The European Union is considering sanctions against Russian state shipowner Sovcomflot (SCF Group), to restrict Moscow’s oil revenue.

A document seen by Bloomberg suggests the measures aim to limit the Kremlin’s ability to fund its war in Ukraine.

The report does not go into details, beyond adding that the EU is also proposing sanctions against 13 ships involved in transporting cargoes for the defence and security sectors, as well as tankers.

Bloomberg said the proposal needs the backing of all EU member states. It acknowledged that the plan could change before that happened.

Sovcomflot has been contacted for comment.

Sovcomflot and about 20 of its ships are already on a US sanctions list.

The EU has also banned the import of Russian crude and oil products, and from February allowed member states to bar the sale of tankers to companies dealing in sanctioned Russian oil.

Deals can be blocked if governments believe there are “reasonable grounds” to believe the ships will be used in the shadow fleet.

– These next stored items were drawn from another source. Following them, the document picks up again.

PR #236, opened 2025-03-10
Adds ValidValues constraint

popematt:
### Issue #, if available:

#228 

### Description of changes:

* Adds `valid_values` data model, builder functions, and read and write implementations. `ValidateInternal` impl is `todo!()`.
* Removes some of the trait bounds from `IonSchemaRange` to make it easier to work with.
* Adds a field to `WriteContext` that sets whether ranges are allowed to be written out as a single value.
* Switches the `ion-rs` dependency to depend directly on the `main` branch of `amazon-ion/ion-rust` so that we can make small fixes in `ion-rust` and immediately use them without having to create a new release of `ion-rust`.
* Adds a test harness for `WriteAsIsl` and `ReadFromIsl` test cases.

See PR tour comments (🗺️) for more details.

----

### DIFF
--- a/ion-schema/src/internal_traits.rs
+++ b/ion-schema/src/internal_traits.rs
@@ -79,13 +79,18 @@ pub(crate) trait WriteAsIsl<V: IslVersion>: Debug {
 /// In the future, it may include things such as:
 ///  - options to allow lossy conversion between ISL versions
 ///  - stylistic choices for writing as Ion
+#[derive(Copy, Clone, Debug)]
 pub(crate) struct WriteContext<V> {
     version: PhantomData<V>,
+    /// Indicates whether ranges may be "minimized" into single values.
+    /// E.g.: writing `range::[1, 1]` as `1`.
+    pub(crate) minimize_ranges: bool,
 }
 impl<V: IslVersion> WriteContext<V> {
     pub fn new() -> Self {
         WriteContext {
             version: PhantomData::<V>,
+            minimize_ranges: true,
         }
     }
 }
@@ -107,6 +112,8 @@ macro_rules! read_from_isl {
 }
 read_from_isl!(usize, expect_usize);
 read_from_isl!(i64, expect_i64);
+read_from_isl!(ion_rs::Decimal, expect_decimal);
+read_from_isl!(ion_rs::Timestamp, expect_timestamp);
 
 // TODO: fields/functions to support
 //    * looking up types/schemas that are already loaded
--- a/ion-schema/src/ion_schema_version.rs
+++ b/ion-schema/src/ion_schema_version.rs
@@ -8,11 +8,12 @@ mod private {
 }
 
 /// Trait for ISL version marker types.
-pub trait IslVersion: private::IslVersion {
+pub trait IslVersion: private::IslVersion + Clone {
     const MAJOR_MINOR: (u8, u8);
 }
 
 /// Ion Schema Language 1.0
+#[derive(Copy, Clone, Debug)]
 #[allow(non_camel_case_types)]
 pub enum ISL_1_0 {}
 
@@ -23,6 +24,7 @@ impl IslVersion for ISL_1_0 {
 }
 
 /// Ion Schema Language 2.0
+#[derive(Copy, Clone, Debug)]
 #[allow(non_camel_case_types)]
 pub enum ISL_2_0 {}
 
--- a/ion-schema/src/model/constraints/timestamp_precision.rs
+++ b/ion-schema/src/model/constraints/timestamp_precision.rs
@@ -185,7 +185,7 @@ impl ValidateInternal for TimestampPrecision {
             return recorder.accept(ViolationInfo::new(
                 self.into(),
                 value.clone(),
-                format!("expected a timestamp precision of {range}; found {timestamp}",),
+                format!("expected a timestamp precision of {range:?}; found {timestamp:?}",),
             ));
         }
         ControlFlow::Continue(())
--- a/ion-schema/src/model/constraints/utf8_byte_length.rs
+++ b/ion-schema/src/model/constraints/utf8_byte_length.rs
@@ -71,7 +71,7 @@ impl ValidateInternal for Utf8ByteLength {
                 self.into(),
                 value.clone(),
                 format!(
-                    "expected a UTF-8 encoded byte length of {}; found {length}",
+                    "expected a UTF-8 encoded byte length of {:?}; found {length}",
                     self.range
                 ),
             ));
@@ -112,6 +112,16 @@ mod tests {
 
     #[test]
     fn test_builder() -> IonSchemaResult<()> {
+        let type_ = TypeDefinitionBuilder::<ISL_1_0>::new()
+            .utf8_byte_length(5)
+            .build();
+        assert_eq!(
+            type_.constraints().cloned().collect::<Vec<_>>(),
+            vec![AnyConstraint::Utf8ByteLength(Utf8ByteLength::new(
+                IonSchemaRange::try_new(Bound::Included(5), Bound::Included(5))?
+            ))]
+        );
+
         let type_ = TypeDefinitionBuilder::<ISL_1_0>::new()
             .utf8_byte_length(1..10)
             .build();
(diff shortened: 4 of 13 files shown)


ion-schema/src/internal_traits.rs
```diff
@@ -79,13 +79,18 @@ pub(crate) trait WriteAsIsl<V: IslVersion>: Debug {
 /// In the future, it may include things such as:
 ///  - options to allow lossy conversion between ISL versions
 ///  - stylistic choices for writing as Ion
+#[derive(Copy, Clone, Debug)]
 pub(crate) struct WriteContext<V> {
     version: PhantomData<V>,
+    /// Indicates whether ranges may be "minimized" into single values.
+    /// E.g.: writing `range::[1, 1]` as `1`.
+    pub(crate) minimize_ranges: bool,
```
popematt, line 87: 🗺️ The field is `pub(crate)` since this struct isn't supposed to have any special logic to it.

ion-schema/src/ion_schema_version.rs
```diff
@@ -8,11 +8,12 @@ mod private {
 }
 
 /// Trait for ISL version marker types.
-pub trait IslVersion: private::IslVersion {
+pub trait IslVersion: private::IslVersion + Clone {
```
popematt, line 11: 🗺️ For some reason, `PhantomData<T>` doesn't implement `Clone` unless `T` implements `Clone`, even though `PhantomData` is a zero-sized type (so it should always be trivially `Copy` and `Clone`). So now we have a `Clone` requirement for `IslVersion`.

ion-schema/src/model/constraints/timestamp_precision.rs
```diff
@@ -185,7 +185,7 @@ impl ValidateInternal for TimestampPrecision {
             return recorder.accept(ViolationInfo::new(
                 self.into(),
                 value.clone(),
-                format!("expected a timestamp precision of {range}; found {timestamp}",),
+                format!("expected a timestamp precision of {range:?}; found {timestamp:?}",),
```
popematt, line 188: 🗺️ Changed to use the `Debug` representation instead of `Display` as part of dropping `Display` from the trait bounds of `IonSchemaRange`.

ion-schema/src/model/constraints/utf8_byte_length.rs
```diff
@@ -112,6 +112,16 @@ mod tests {
 
     #[test]
     fn test_builder() -> IonSchemaResult<()> {
+        let type_ = TypeDefinitionBuilder::<ISL_1_0>::new()
```
popematt, line 115: 🗺️ Just a drive-by test improvement.

ion-schema/src/model/constraints/valid_values.rs
```diff
@@ -0,0 +1,363 @@
...
+        values: I,
+    ) -> Self {
+        let values = values.into_iter().map(|it| it.into()).collect();
+        let constraint = ValidValues { values };
+        self.constraints.push(constraint.into());
+        self
+    }
+
+    /// Adds a `valid_values` constraint with a single range argument to this type definition.
+    pub fn valid_number_range<
```
popematt, line 48: 🗺️ I think that restricting the range of a number is a common enough use case to justify having a specialized function for it.

ion-schema/src/model/constraints/valid_values.rs
```diff
@@ -0,0 +1,363 @@
...
+            }
+            .into()]
+        );
+    }
+
+    #[test]
+    fn test_builder_valid_number_range() {
+        let type_ = TypeDefinitionBuilder::<ISL_1_0>::new()
+            .valid_number_range(1..=10)
+            .build();
```
popematt, line 259: 🗺️ This is why I thought that the `valid_number_range` would be a useful function.

ion-schema/src/model/constraints/valid_values.rs
```diff
@@ -0,0 +1,363 @@
...
+            .into()]
+        );
+    }
+
+    test_harness!(write_as_isl:
+        ISL_1_0, ISL_2_0 {
+            #[case::empty(
+                Ok("[]"),
+                ValidValues { values: vec![] }
+            )]
```
popematt, line 276: 🗺️ Here is a test case for the test harness. I've modeled it after the `#[case]` syntax from `rstest` so that it looks familiar, but if you think it could be easier to read with some other syntax, I can easily change it.

I also considered `test_case_name => (arg_1, arg_2),` for the test cases, but I don't have a particular preference either way.

ion-schema/src/model/constraints/valid_values.rs
```diff
@@ -0,0 +1,363 @@
...
+            type_.constraints().cloned().collect::<Vec<_>>(),
+            vec![ValidValues {
+                values: vec![IonSchemaRange::from(Decimal::from(1)..=Decimal::from(10)).into()]
+            }
+            .into()]
+        );
+    }
+
+    test_harness!(write_as_isl:
+        ISL_1_0, ISL_2_0 {
```
popematt: 🗺️ This is the test harness in action. I didn't want to bike-shed with myself on the syntax, so it's pretty minimal. If you think that a few more keywords would make it more self-describing, I'm happy to add some. (For example, it could be more like `test WriteAsIsl for ISL_1_0, ISL_2_0 { ...` if that's preferable.

ion-schema/src/model/ranges.rs
```diff
@@ -75,7 +74,9 @@ impl<T: RangeBoundType> IonSchemaRange<T> {
         };
         is_above_min && is_below_max
     }
+}
 
+impl<T> IonSchemaRange<T> {
```
popematt, line 79: 🗺️ This bit confused me for a moment when I saw it as a diff on GitHub, so here's an explanation. I moved `fn map_bounds()` to a separate `impl` block that has less type bounds on `T` so that I could use it with `NumericRangeType` in `valid_values.rs`.

ion-schema/src/ion_schema_version.rs
zslayton: I think it's supposed to be part of `PhantomData<T>`'s contract. If a type contains a `PhantomData<T>`, it must behave like it contains a `T`.

ion-schema/src/model/ranges.rs
```diff
@@ -88,65 +89,31 @@ impl<T: RangeBoundType> IonSchemaRange<T> {
...
-
-impl<V: IslVersion, T: RangeBoundType> WriteAsIsl<V> for IonSchemaRange<T> {
+impl<V: IslVersion, T: RangeBoundType + WriteAsIon> WriteAsIsl<V> for IonSchemaRange<T> {
     fn write_as_isl<W: ValueWriter>(
         &self,
         writer: W,
         ctx: &WriteContext<V>,
     ) -> IonSchemaResult<()> {
-        if self.min == self.max {
+        if ctx.minimize_ranges && self.min == self.max {
```
zslayton, line 98: Does this need to be `.ion_eq` instead of `==`? A comment earlier in the diff explained that single values check for Ion equality while ranges use mathematical/number-line equality.

ion-schema/src/test_harness.rs
```diff
@@ -0,0 +1,113 @@
...
+    (__goto__ __loop__: $version:ident $(,$other_versions:ident)* { $(#[case::$case_name:ident($($args:expr),+)])+ }$(;$($tt:tt)*)?) => {
+        test_harness!(__goto__ __emitfn__: $($case_name, $version, $($args),+)+);
+        test_harness!(__goto__ __loop__: $($other_versions),* { $(#[case::$case_name($($args),+)])+ $(;$($tt)*)?} );
+    };
+    (__goto__ __loop__: { $(#[case::$case_name:ident($($args:expr),+)])+ }$(;$($tt:tt)*)?) => {
+        test_harness!(__goto__ __loop__: $($($tt)*)?);
+    };
+    (__goto__ __loop__:) => {
+        // No more groups
+    };
```
zslayton: This is a bit brain melting to read, at least outside an IDE. Maybe add some dev comments describing the cases?

zslayton (approved):

ion-schema/src/model/ranges.rs
popematt: No, this doesn't need to be `.ion_eq`. That comment you saw was in `impl WriteAsIsl for ValidValues`, and is only true for `valid_values`, whereas this trait implementation applies to other ranges, such as the `IonSchemaRange<usize>` (used in `utf8_byte_length`) and even `IonSchemaRange<TimestampPrecisionValue>` (and `TimestampPrecisionValue` doesn't implement `IonEq`).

Sovcomflot chief executive Igor Tonkovidov said earlier in June that he expects his company’s revenue to fall this year, due to difficulties in dealing with Western sanctions.

In May, TradeWinds reported that most of the group’s sanctioned tankers remained inactive.

Anchored across the world

Eight were anchored off Russia’s Pacific ports of Vladivostok and Nakhodka, some for up to five months.

Another had headed from there in ballast towards the Suez Canal, while another had been dry-docked in China.

Seven more SCF Group ships were idle in the Black Sea, shipping data showed. The first of these arrived in December.

The other three were in the Baltic Sea. Two were off the Russian export terminal of Ust-Luga and the other had been off Estonia since late February.